## Problem statement
Given the material below, return only the lines starting at the line with "mvo5, line 55: Is" and ending at the line with "achilleas-k: It's tested", exactly as they appear.
(Material for this task begins)
PR #781, opened 2024-07-03
Fix kickstart path handling in AnacondaInstaller

achilleas-k:
Follow-up to #764.

This PR mainly fixes the handling of the kickstart path in AnacondaInstaller.  The fallback logic for unset kickstart paths was a bit buggy, but we never noticed because we never really set the value to anything else.  Tests have now been added and the buggy logic has been fixed.

I also added validation to the grub2.iso stage options, which ensures that certain ISO values are not unset (Product, Version, ISOLabel).

### DIFF
--- a/pkg/osbuild/grub_iso_stage.go
+++ b/pkg/osbuild/grub_iso_stage.go
@@ -1,5 +1,9 @@
 package osbuild
 
+import "fmt"
+
+const grubisoStageType = "org.osbuild.grub2.iso"
+
 type GrubISOStageOptions struct {
 	Product Product `json:"product"`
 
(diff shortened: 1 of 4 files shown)


pkg/osbuild/grub_iso_stage.go
```diff
@@ -23,8 +51,11 @@ type ISOKernel struct {
 
 // Assemble a file system tree for a bootable ISO
 func NewGrubISOStage(options *GrubISOStageOptions) *Stage {
+	if err := options.validate(); err != nil {
+		panic(err)
```
mvo5, line 55: Is this tested? Might be nice to add a tiny test (but given otk is coming maybe the rational is not to overinvest which is fine with me)

achilleas-k: It's tested in the sense that the tests were failing when it was added and the next commit fixes them :D 
I can add negative testing if you like.

achilleas-k: Added panic assertion tests both at the level of the stage itself (in `pkg/osbuild/`) and all the way up at the image serialization level.

mvo5 (approved):
Thank you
(Material for this task ends)
## Result
mvo5, line 55: Is this tested? Might be nice to add a tiny test (but given otk is coming maybe the rational is not to overinvest which is fine with me)

achilleas-k: It's tested in the sense that the tests were failing when it was added and the next commit fixes them :D 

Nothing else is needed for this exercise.